◆ WORK INSTRUCTION:
For the listing that follows, give again exactly the lines from the one with "the shard ID" to the one with "the replica nodes", including both.

◆ DATASET RECORDS:

=== Begin Enclosure ===

PR #1674, opened 2025-02-05
Implement: CLUSTER REPLICATE NO ONE

skolosov-snap:
Currently, ValKey doesn't allow to detach replica attached to primary node. So, if you want to change cluster topology the only way to do it is to reset (````CLUSTER RESET```` command) the node. However, this results into removing node from the cluster what affects clients. All clients will keep sending traffic to this node (with getting inaccurate responses) until they refresh their topology.

In this change we implement supporting of new argument for CLUSTER REPLICATE command: ````CLUSTER REPLICATE NO ONE````. When calling this command the node will be converted from replica to empty primary node but still staying in the cluster. Thus, all traffic coming from the clients to this node can be redirected to correct node.

### DIFF
--- a/src/cluster_legacy.c
+++ b/src/cluster_legacy.c
@@ -7049,7 +7049,36 @@ int clusterCommandSpecial(client *c) {
         clusterDelNode(n);
         clusterDoBeforeSleep(CLUSTER_TODO_UPDATE_STATE | CLUSTER_TODO_SAVE_CONFIG);
         addReply(c, shared.ok);
-    } else if (!strcasecmp(c->argv[1]->ptr, "replicate") && c->argc == 3) {
+    } else if (!strcasecmp(c->argv[1]->ptr, "replicate") && (c->argc == 3 || c->argc == 4)) {
+        /* CLUSTER REPLICATE (<NODE ID> | NO ONE)*/
+        if (c->argc == 4) {
+            /* CLUSTER REPLICATE NO ONE */
+            if (strcasecmp(c->argv[2]->ptr, "NO") != 0 || strcasecmp(c->argv[3]->ptr, "ONE") != 0) {
+                addReplySubcommandSyntaxError(c);
+                return 1;
+            }
+            if (nodeIsPrimary(myself)) {
+                addReply(c, shared.ok);
+                return 1;
+            }
+            sds client = catClientInfoShortString(sdsempty(), c, server.hide_user_data_from_log);
+            serverLog(LL_NOTICE, "Stop replication and turning myself into empty primary (request from '%s').", client);
+            sdsfree(client);
+            clusterSetNodeAsPrimary(myself);
+            clusterPromoteSelfToPrimary();
+            flushAllDataAndResetRDB(server.repl_replica_lazy_flush ? EMPTYDB_ASYNC : EMPTYDB_NO_FLAGS);
+            clusterCloseAllSlots();
+            resetManualFailover();
+
+            /* Moving new primary to its own shard. */
+            char new_shard_id[CLUSTER_NAMELEN];
+            getRandomHexChars(new_shard_id, CLUSTER_NAMELEN);
+            updateShardId(myself, new_shard_id);
+
+            clusterDoBeforeSleep(CLUSTER_TODO_UPDATE_STATE | CLUSTER_TODO_SAVE_CONFIG | CLUSTER_TODO_BROADCAST_ALL);
+            addReply(c, shared.ok);
+            return 1;
+        }
         /* CLUSTER REPLICATE <NODE ID> */
         /* Lookup the specified node in our table. */
         clusterNode *n = clusterLookupNode(c->argv[2]->ptr, sdslen(c->argv[2]->ptr));
--- a/src/commands.def
+++ b/src/commands.def
@@ -768,7 +768,9 @@ struct COMMAND_ARG CLUSTER_REPLICAS_Args[] = {
 
 #ifndef SKIP_CMD_HISTORY_TABLE
 /* CLUSTER REPLICATE history */
-#define CLUSTER_REPLICATE_History NULL
+commandHistory CLUSTER_REPLICATE_History[] = {
+{"9.0.0","Added support of 'NO ONE' arg instead of <node-id> resulting into detaching replica from primary node."},
+};
 #endif
 
 #ifndef SKIP_CMD_TIPS_TABLE
@@ -781,9 +783,21 @@ struct COMMAND_ARG CLUSTER_REPLICAS_Args[] = {
 #define CLUSTER_REPLICATE_Keyspecs NULL
 #endif
 
+/* CLUSTER REPLICATE args no_one argument table */
+struct COMMAND_ARG CLUSTER_REPLICATE_args_no_one_Subargs[] = {
+{MAKE_ARG("no",ARG_TYPE_PURE_TOKEN,-1,"NO",NULL,NULL,CMD_ARG_NONE,0,NULL)},
+{MAKE_ARG("one",ARG_TYPE_PURE_TOKEN,-1,"ONE",NULL,NULL,CMD_ARG_NONE,0,NULL)},
+};
+
+/* CLUSTER REPLICATE args argument table */
+struct COMMAND_ARG CLUSTER_REPLICATE_args_Subargs[] = {
+{MAKE_ARG("node-id",ARG_TYPE_STRING,-1,NULL,NULL,NULL,CMD_ARG_NONE,0,NULL)},
+{MAKE_ARG("no-one",ARG_TYPE_BLOCK,-1,NULL,NULL,"9.0.0",CMD_ARG_NONE,2,NULL),.subargs=CLUSTER_REPLICATE_args_no_one_Subargs},
+};
+
 /* CLUSTER REPLICATE argument table */
 struct COMMAND_ARG CLUSTER_REPLICATE_Args[] = {
-{MAKE_ARG("node-id",ARG_TYPE_STRING,-1,NULL,NULL,NULL,CMD_ARG_NONE,0,NULL)},
+{MAKE_ARG("args",ARG_TYPE_ONEOF,-1,NULL,NULL,NULL,CMD_ARG_NONE,2,NULL),.subargs=CLUSTER_REPLICATE_args_Subargs},
 };
 
 /********** CLUSTER RESET ********************/
@@ -1024,7 +1038,7 @@ struct COMMAND_STRUCT CLUSTER_Subcommands[] = {
 {MAKE_CMD("myshardid","Returns the shard ID of a node.","O(1)","7.2.0",CMD_DOC_NONE,NULL,NULL,"cluster",COMMAND_GROUP_CLUSTER,CLUSTER_MYSHARDID_History,0,CLUSTER_MYSHARDID_Tips,1,clusterCommand,2,CMD_LOADING|CMD_STALE,0,CLUSTER_MYSHARDID_Keyspecs,0,NULL,0)},
 {MAKE_CMD("nodes","Returns the cluster configuration for a node.","O(N) where N is the total number of Cluster nodes","3.0.0",CMD_DOC_NONE,NULL,NULL,"cluster",COMMAND_GROUP_CLUSTER,CLUSTER_NODES_History,0,CLUSTER_NODES_Tips,1,clusterCommand,2,CMD_LOADING|CMD_STALE,0,CLUSTER_NODES_Keyspecs,0,NULL,0)},
 {MAKE_CMD("replicas","Lists the replica nodes of a primary node.","O(N) where N is the number of replicas.","5.0.0",CMD_DOC_NONE,NULL,NULL,"cluster",COMMAND_GROUP_CLUSTER,CLUSTER_REPLICAS_History,0,CLUSTER_REPLICAS_Tips,1,clusterCommand,3,CMD_ADMIN|CMD_STALE,0,CLUSTER_REPLICAS_Keyspecs,0,NULL,1),.args=CLUSTER_REPLICAS_Args},
-{MAKE_CMD("replicate","Configure a node as replica of a primary node.","O(1)","3.0.0",CMD_DOC_NONE,NULL,NULL,"cluster",COMMAND_GROUP_CLUSTER,CLUSTER_REPLICATE_History,0,CLUSTER_REPLICATE_Tips,0,clusterCommand,3,CMD_NO_ASYNC_LOADING|CMD_ADMIN|CMD_STALE,0,CLUSTER_REPLICATE_Keyspecs,0,NULL,1),.args=CLUSTER_REPLICATE_Args},
+{MAKE_CMD("replicate","Configure a node as replica of a primary node or detach a replica from its primary.","O(1)","3.0.0",CMD_DOC_NONE,NULL,NULL,"cluster",COMMAND_GROUP_CLUSTER,CLUSTER_REPLICATE_History,1,CLUSTER_REPLICATE_Tips,0,clusterCommand,-3,CMD_NO_ASYNC_LOADING|CMD_ADMIN|CMD_STALE,0,CLUSTER_REPLICATE_Keyspecs,0,NULL,1),.args=CLUSTER_REPLICATE_Args},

=== End Enclosure ===

◆ SOLUTION TO THIS EXERCISE:
 {MAKE_CMD("myshardid","Returns the shard ID of a node.","O(1)","7.2.0",CMD_DOC_NONE,NULL,NULL,"cluster",COMMAND_GROUP_CLUSTER,CLUSTER_MYSHARDID_History,0,CLUSTER_MYSHARDID_Tips,1,clusterCommand,2,CMD_LOADING|CMD_STALE,0,CLUSTER_MYSHARDID_Keyspecs,0,NULL,0)},
 {MAKE_CMD("nodes","Returns the cluster configuration for a node.","O(N) where N is the total number of Cluster nodes","3.0.0",CMD_DOC_NONE,NULL,NULL,"cluster",COMMAND_GROUP_CLUSTER,CLUSTER_NODES_History,0,CLUSTER_NODES_Tips,1,clusterCommand,2,CMD_LOADING|CMD_STALE,0,CLUSTER_NODES_Keyspecs,0,NULL,0)},
 {MAKE_CMD("replicas","Lists the replica nodes of a primary node.","O(N) where N is the number of replicas.","5.0.0",CMD_DOC_NONE,NULL,NULL,"cluster",COMMAND_GROUP_CLUSTER,CLUSTER_REPLICAS_History,0,CLUSTER_REPLICAS_Tips,1,clusterCommand,3,CMD_ADMIN|CMD_STALE,0,CLUSTER_REPLICAS_Keyspecs,0,NULL,1),.args=CLUSTER_REPLICAS_Args},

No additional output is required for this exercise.